The rollout of the American Health Care Act, the Republicans' plan to replace Obamacare, has been a feeding frenzy for political groups of all persuasions. Democrats have taken aim, claiming the American Health Care Act cuts coverage to poor people while cutting taxes for the rich. A surprisingly strong chorus of attacks has come from conservatives within the Republican Party, as well, complaining that the bill will preserve most of the structure of the Affordable Care Act instead of reforming American health care into a free market structure.
The American Hospital Association, the American Medical Association, and American Health Insurance Plans (the trade group representing many of the country's insurance companies) all blasted some or all aspects of Trumpcare.
But perhaps the most dangerous enemy that Trumpcare could be making are the people who will be most adversely affected by the health care plan, aka senior citizens. That's right, few critics could be more terrifying than Americans 65 and over.
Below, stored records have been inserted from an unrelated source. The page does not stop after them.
PR #27884, opened 2019-08-27
Update DTDigi so that it can be accomodate Phase2 TDC units.

namapane:
#### PR description:
Update DTDigi to be able to accomodate the different TDC unit of Phase2 readout (in addition to the current unit, which remains the default).

DTDigiSimLink updated accordingly. Also added an option to create digis in the new units in the simulation (switched off by default).

There is NO change in the default behaviour of any class.

This update was requested by DT DPG (@fcavallo @battibass ). For more details:
https://indico.cern.ch/event/839945/#sc-4-10-dt-digi-format-for-tdc

#### PR validation:
Tested comparing comparing of raw2digi before and after the change with both phase-1 and phase-2 digis.

Note: the correspondig PR for 11_X is #27890.

### DIFF
--- a/DataFormats/DTDigi/interface/DTDigi.h
+++ b/DataFormats/DTDigi/interface/DTDigi.h
@@ -4,8 +4,8 @@
 /** \class DTDigi
  *
  * Digi for Drift Tubes.
- * It can be initialized/set with a time in ns or a TDC count in 25/32 ns 
- * units.
+ * It can be initialized/set with a time in ns or a TDC count in 
+ * the specified base (ie number of counts/BX)
  *  
  *
  * \author N. Amapane, G. Cerminara, M. Pelliccioni - INFN Torino
@@ -21,12 +21,12 @@ public:
   
   /// Construct from the wire#, the TDC counts and the digi number.
   /// number should identify uniquely multiple digis in the same cell.
-  explicit DTDigi (int wire, int nTDC, int number=0);
-
+  explicit DTDigi (int wire, int nTDC, int number=0, int base=32);
+  
   // Construct from the wire#, the time (ns) and the digi number.
-  // time is converted in TDC counts (1 TDC = 25./32. ns)
+  // time is converted in TDC counts (1 TDC = 25./base. ns)
   // number should identify uniquely multiple digis in the same cell.
-  explicit DTDigi (int wire, double tdrift, int number=0);
+  explicit DTDigi (int wire, double tdrift, int number=0, int base=32);
 
   // Construct from channel and counts.
   //  explicit DTDigi (ChannelType channel, int nTDC);
@@ -50,13 +50,13 @@ public:
   double time() const;
 
   /// Get raw TDC count
-  uint32_t countsTDC() const;
+  int32_t countsTDC() const;
 
-  /// Set with a time in ns
-  void setTime(double time);  
+  /// Get the TDC unit value in ns
+  double tdcUnit() const;
 
-  /// Set with a TDC count
-  void setCountsTDC (int nTDC);
+  /// Get the TDC base (counts per BX)
+  int tdcBase() const;
 
   /// Print content of digi
   void print() const;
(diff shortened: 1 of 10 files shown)


civanch:
@namapane, it is necessary making 11_X PR first and this should be a backport to legacy.

boudoul:
Hi @namapane , is this something needed for the next MWGR ?

fcavallo:
Hi. it would be very nice indeed to have it for MWGR4. We are reading out data from the DT slice test and this data format (has the description says) has just the purpose to handle the reading of new TDC.

namapane:
I submitted #27890 for 11_X with exactly the same modifications on top of 11_X code. I guess this PR should now be closed and a new one made after #27890 is approved?

davidlange6:
this presumably breaks reading of any DTDigi stored in a root file. is that correct? Which data tiers does that affect?

namapane:
None: digis are NOT written in any tier (only the raw data re, both for real data and sim).

slava77:
On 8/28/19 7:19 AM, Nicola Amapane wrote:
> None: digis are NOT written in any tier (only the raw data re, both for
> real data and sim).
> 

what about sim digis in SIM  and digis in general in FEVT ?

namapane:
My understanding is that digis are never stored anyhwere. For sim we run digi2raw and store the raw instead. We do not store digis in FEVT since we have the raw anyhow. I'm pretty sure about this and would be surprised otherwise, but you can easily prove me wrong by pointing to any root file which actually contains a persistent DTDigi collection...

fcavallo:
I confirm: FEVT only contain raw data and reco collections for segments and rechits
(however I understood that this PR should be overwritten by 27890, based on 11_X..?)

namapane:
Thanks Francesca. 
Indeed I would suggest to move any discussion to #27890.

civanch:
please test

civanch:
+1

fabiocos:
@namapane @fcavallo look at FEVTDEBUGHLT, used in many RelVals (just run step2 of 10824.0):

```
14:23 cmsdev25 537> edmDumpEventContent step2.root | grep DTDigi
MuonDigiCollection<DTLayerId,DTDigi>    "hltMuonDTDigis"            ""                "HLT"     
MuonDigiCollection<DTLayerId,DTDigi>    "simMuonDTDigis"            ""                "HLT"     
MuonDigiCollection<DTLayerId,DTDigiSimLink>    "simMuonDTDigis"            ""                "HLT"     
vector<DTuROSFEDData>                 "hltMuonDTDigis"            ""                "HLT"     
```

The first 3 entries are affected by this PR in my understanding.

Looking at the output of step3 (RECOSIM):

```
14:25 cmsdev25 540> edmDumpEventContent step3.root | grep DTDigi
MuonDigiCollection<DTLayerId,DTDigiSimLink>    "simMuonDTDigis"            ""                "HLT"     

```

So my conclusion is that this PR modifies the event content wrt what we have for UL so far, at least in some data tiers. Do you agree?

namapane:
The latter are not DTDigis but DTDigiSimLink. What is the piurpose of keeping the links without the actual digis, maybe to enable an indirect association of rechits to simtracks? Does anybody know?
Regarding FEVTDEBUGHLT, is that used only for relvals? The first three collections are indeed affected; I was not aware of this special data tier. I suppose we may want to be able to read relvals across different (pre)releases in 10_6_X, but this looks like a quite special use case (I actually wonder what is the use case for storing digis in this tier since they are not needed anywhere else). 
If this rather special use case is a showstopper we can keep the change for 11X and skip the backport to 10_6_X, but that would be a pity since that is the release where studies for DT phase2 readout are taking place.

fabiocos:
@namapane 10_6_X is not simply the release for phase2 DT studies but it is first of all the release for Run2 UL, and breaking the format there looks an undesired feature to me.

namapane:
That's reasonable of course. I guess we could figure out workarounds for keeping SimLinks backward compatible, but I think that would be too much of a mess, so I propose DT phase2 studies to merge this update in a private recipe until 11_X, and skip integration into 10_6_X. @facvallo @battibass I hope that is fine for you. If so I can close the PR.

fcavallo:
Keeping the new DTDigi format within a private version of the code was indeed the result of a common agreement on this question. Thank you @namapane   for your valuable contribution and @fabiocos for the careful checks. Yes please: close this PR.

PR #26816, opened 2019-05-17
Remove outdated tau code

steggema:
#### PR description:

This removes a lot of outdated and unused tau code, in particular the full package RecoTauTag/TauTagTools and the CaloTau reconstruction. The goal is do make tau development easier and to reduce the maintenance burden. No changes are expected in any of the workflows.

#### PR validation:

Matrix tests were run locally as well as the tau reconstruction sequence itself to validate that there are no unwanted effects. The changes were reviewed by the RECO contacts @mbluj @swozniewski, also to confirm that there are no customers outside of CMSSW to the best of our knowledge.

@rmanzoni @roger-wolf

PR #27888, opened 2019-08-28
Removing the PhysicsTools/MVATrainer package

guitargeek:
#### PR description:

This PR aims to provide an alternative to the recently opened PR https://github.com/cms-sw/cmssw/pull/27870.

After seeing https://github.com/cms-sw/cmssw/pull/27870 it occurred to me that it might be reasonable to remove the PhysicsTools/MVATrainer package so nobody has to spend time supporting and fixing compiler warnings in this code in the future.

The MVATrainer [1] is a framework that wraps around TMVA to train MVAs directly on EDM data and interfacing with the CondDB. It's over 10 years old. Today, people either use TVMA outside of CMSSW on NanoAOD or private "ntuples" or go for machine learning in the python ecosystem.

The only code where the MVATrainer is referenced to in CMSSW is located in the TopQuarkAnalysis subsystem, which seems to be abandoned itself so I suppose removing the code where the MVATrainer is referenced there does not do any harm.

What do you think? Who is responsible for this package now? Is it maybe still used by someone?

[1] https://indico.cern.ch/event/25702/contributions/575840/attachments/451161/625567/plenary-b-tag.pdf

#### PR validation:

No backport intended.


guitargeek:
I figured out it was also used for the Taus in the past (not only BTV), but that code got already removed here https://github.com/cms-sw/cmssw/pull/26816.

ferencek:
As far as I am aware, this package is no longer being used in the BTV group. Whether it is still being actively used in some private code, it is hard to say. Looking at search results https://github.com/search?q=MVATrainer+language%3AC%2B%2B&type=Code there sure is a lot of private code that at least at some point relied on it.

Sooner or later this package had to go and now is probably a good time to remove it to avoid generating extra maintenance work for the core team.

slava77:
let's wait about a week for possible complaints on removal and then merge it.

slava77:
> let's wait about a week for possible complaints on removal and then merge it.

actually, based on the search suggested by @ferencek  https://github.com/search?q=MVATrainer+language%3AC%2B%2B&type=Code 
we can not remove this code without a replacement.

guitargeek:
I think the search results look scarier than they are. First you can restrict the search a bit by looking for "PhysicsTools/MVATrainer" https://github.com/search?p=96&q=PhysicsTools%2FMVATrainer+language%3AC%2B%2B&type=Code.

Fair enough, there is still a lot left. I randomly sampled a bit through the search result and at least half of the repositories where actually "forks" - albeit not in the GitHub sense - of CMSSW. Most of the others were not touched in the last 5 years except for a few outliers not touched in at least one year. It would be cool to sort the search result by "last active", but  I don't think that works in the web interface.

slava77:
hold

Some emails were sent to the reco, AT, and ML HNs.
I asked for feedback by Sept 10.
Depending on the feedback we get we can decide then.
Until then, this PR is on hold.

fabiocos:
@slava77 do we have any news about the inquiry?

Dr15Jones:
+1
for Utilities/ReleaseScripts

santocch:
+1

Here's why it's not young-gun protesters in the street or even necessarily the people shouting at town halls who should worry the Republicans behind the plan: One of the changes from Obamacare to Trumpcare would be in the "age rating."
Under the Affordable Care Act, insurers are limited to charging older people only three times more than young people, despite old people costing much more than that compared to the young. This is aimed at leveling out the costs so no individual has to pay too much.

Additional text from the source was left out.